Andy Laws

Personal information
- Full name: Andrew Robert Laws
- Born: 21 September 1991 (age 34) Reigate, Surrey, England
- Batting: Right-handed
- Bowling: Right-arm off break

Domestic team information
- 2009–2018: Cambridgeshire
- 2014: Leeds/Bradford MCCU

Career statistics
| Competition | First-class |
| Matches | 2 |
| Runs scored | 12 |
| Batting average | 6.00 |
| 100s/50s | 0/0 |
| Top score | 7 |
| Balls bowled | 42 |
| Wickets | 1 |
| Bowling average | 24.00 |
| 5 wickets in innings | 0 |
| 10 wickets in match | 0 |
| Best bowling | 1/17 |
| Catches/stumpings | 2/– |
- Source: Cricinfo, 19 July 2019

= Andy Laws =

English cricketer

Andrew Robert Laws (born 21 September 1991) is an English former first-class cricketer.

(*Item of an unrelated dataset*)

Issue #2849, opened 2026-08-25
MAINT: Fix all deprecationwarnings


VeckoTheGecko:
We're starting to have failing CI as some of these deprecations complete their cycles.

Laws was born at Reigate in September 1991. He was educated at The Leys School, before going up to Leeds Metropolitan University. While studying at Leeds Metropolitan, he made two appearances in first-class cricket for Leeds/Bradford MCCU against Yorkshire and Somerset in 2014. In addition to playing first-class cricket, he also played minor counties cricket for Cambridgeshire in from 2009 to 2018, making three appearances in the Minor Counties Championship and five appearances in the MCCA Knockout Trophy.